Richard Clancy, executive director of workplace relations at the Victorian Employers Chamber of Commerce and Industry, told SmartCompany the FWA found the termination was unfair on the basis of UES’s failure to consult.

“The basic proposition was that there would be a genuine redundancy if the job was no longer required and the employer complied with the obligation to consult under the award or agreement. The majority view was, provided that you complied with those, it was not an unfair dismissal,” says Clancy.

He says VECCI believes the decision came down to “common sense” and had reduced the level of compensation paid to “a more reasonable level”.

“Our advice to employers is if there’s an obligation to consult make sure you consult.”

Charles Power, partner at law firm Holding Redlich, told SmartCompany if an employer meets the criteria for genuine redundancy set out in the legislation they can select employees for redundancy on the basis of performance or other aspects including their past employment history.
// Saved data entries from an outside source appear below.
PR #19469, opened 2025-12-12
[WFLY-21267] Create a transaction scoped StatelessSession; use a CDI Extension to …

bstansberry:
…replace the session in Hibernate-generated Repository impls

https://issues.redhat.com/browse/WFLY-21267


jpa/hibernate6/src/main/java/org/jboss/as/jpa/hibernate/HibernateStatelessSessionFactory.java
```diff
@@ -0,0 +1,29 @@
...
+@MetaInfServices(StatelessSessionFactory.class)
+public class HibernateStatelessSessionFactory implements StatelessSessionFactory<StatelessSession> {
+
+    @Override
+    public StatelessSession getTransactionScopedSession(Function<Function<EntityManagerFactory, AutoCloseable>, ScopedStatelessSessionSupplier> supplierFactory) {
+        ScopedStatelessSessionSupplier sessionSupplier = supplierFactory.apply(getSessionFactory());
+        return new TransactionScopedStatelessSession(sessionSupplier);
+    }
+    private Function<EntityManagerFactory, AutoCloseable> getSessionFactory() {
+        return entityManagerFactory -> entityManagerFactory.unwrap(SessionFactory.class).openStatelessSession();
```
scottmarlow: IMO this call to openStatelessSession could be considered similar to calling entityManagerFactory.createEntityManager() which returns an application managed PersistenceContext that the application closes.  I have yet to understand if any `EE container` management is needed for the returned StatelessSession.

ee/src/main/java/org/jboss/as/ee/component/interceptors/InterceptorOrder.java
```diff
@@ -26,6 +26,7 @@ public static final class Component {
         public static final int ENTITY_BEAN_REMOVE_INTERCEPTOR = 0x550;
         public static final int JPA_SFSB_INTERCEPTOR = 0x560;
         public static final int JPA_SESSION_BEAN_INTERCEPTOR = 0x600;
+        public static final int JAKARTA_DATA_SESSION_BEAN_INTERCEPTOR = 0x600;
```
rhusar: I believe the interceptor order is supposed to be deterministic and having 2 interceptors with the same number is not. Unless this is intentional?

rhusar (changes requested):

jpa/hibernate6/src/main/java/org/jboss/as/jpa/hibernate/HibernateStatelessSessionFactory.java
bstansberry: @scottmarlow At this stage the only use of this is the field Hibernate Data Repositories generates. There they do call close() on the StatelessSession (in a @PreDestroy method they generate). So the 'application author' doesn't close the session but internally 'we' do. (This 'us' vs 'them' topic is complex with Jakarta Data since 'we' are generating application code.) But anyway, right now this is very tailored to the single use case that can use it.

This PR results in that 'close()' call being ignored. I think that's ok for the current specific use of this, which is quite tied to the specific classes ORM generates. Right now TransactionScopedStatelessSession just ignores the close call and relies on transaction completion or NoTxEmCloser to close the underlying Hibernate StatelessSessionImpl instances.

TransactionScopedEntityManager throws an ISE if close() is called. AIUI that is spec-defined behavior. My very-much noob sense is it would be better behavior for this as well. But doing that would break the exact ORM-generated code that this is meant to work with. In the future when we have more time to coordinate with the ORM folks to get generated code that does what we all agree is best, then we can update. We might even need to add a field to TransactionScopedStatelessSession to tell it what to do, so if we are creating it via one call path (say to handle code generated by a newer ORM release) we configure the TSSS to throw ISE. For call paths dealing with code from an older ORM (like this) we configure the TSSS to ignore the failure.  Over time the need to deal with the older code will disappear. For example, assuming ORM 6.6.x never changes what it writes, our need to deal with what it writes will disappear when we stop supporting ORM 6.6-backed Jakarta Data. (Note: I don't see EAP every supporting that; EAP support of Jakarta Data should be limited to EE 11 / ORM 7.)

Now, why doesn't this PR just close the underlying StatelessSessionImpls when TSSS.close() is called? In theory it could but:

1) It's harder to implement. The underlying StatelessSessionImpls (and SessionImpls in the EM case) are stored in ThreadLocals. To implement close(), TSSS would need to have a mechanism to track all the created StatelessSessionImpls and close them. (As I write I'm thinking how to do this and it might be possible if we wanted, although probably not something I could do today.)

2) We'd need to think through all the impacts of closing StatelessSessionImpls in the repository impl's @PreDestroy method. Particularly the impact to any in-flight transactions. Things like that. Perhaps it would be OK, but what's here right now instead is like what happens with EM. The app code can't close the EM. We understand very well the semantics of that. I think we should think harder before doing something different for StatelessSession.

I'm about to link the JIRA for this, and fix the SecurityManager problem. But after that I will file another JIRA to track future developments. Resolving that can be where we nail down the semantics we want for use cases other than the current very narrow one.

ee/src/main/java/org/jboss/as/ee/component/interceptors/InterceptorOrder.java
bstansberry: No, that was a copy-past mistake; I intended to change the number. Thanks @rhusar

bstansberry: Actually this is cruft; an earlier iteration used a separate interceptor but I reworked this to use the same one.

rhusar: Gotcha! Lets remove then.

bstansberry: Done! Thanks!

bstansberry:
@darranl @scottmarlow @rhusar  I've moved this out of Draft state.

I've updated it from what it was earlier by:

1) Adding lots of comments/javadoc.
2) Removing the cruft line Rado pointed out.
3) Adding a doPrivileged in JakartaDataDeploymentProcessor to fix the SecurityManager CI job failure.
4) In the two HibernateStatelessSessionFactory classes I replaced a lamba with a class that "implements Function, Serializable" as the function instance is stored in a field that may need to be serialized.

95%+ of the change was the added comments/javadoc.

jpa/hibernate6/src/main/java/org/jboss/as/jpa/hibernate/HibernateStatelessSessionFactory.java
scottmarlow: The overall change looks really good, thank you!  I do not see any `logic` problems.  I really like the idea of having a managed stateless session!  Thanks for the response about apps closing the StatelessSession versus the container!

> TransactionScopedEntityManager throws an ISE if close() is called. AIUI that is spec-defined behavior.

“In this case, where there was a decision made to reduce the number of people in the warehouse, if they had met the requirements for a genuine redundancy then there would not have been unfair dismissal exposure,” says Power.

The requirements for a genuine redundancy are, firstly, to satisfy consultation obligations under any award or agreement and, secondly, that it was not reasonable to offer redeployment to another job.

“In this case because the employer did not meet the consultation obligation it was not a genuine redundancy, so that opened the door for the claim,” says Power.

He says the failure to consult provided the opportunity for the fairness of the assessment to be contested. However, the end result was the commissioner found the only thing wrong with the retrenchment was failure to consult and it wouldn’t have prevented the retrenchment.

“There will be cases where FWA will decide even if there had been failure to consult it would not have lengthened the employment relationships, so it is not unfair despite that obligation being contravened.

“It’s a reminder that you really need to be aware of those consultation obligations because they will expose you even if it is a true redundancy situation. The fairness will be open for assessment if you don’t consult when you are required to.”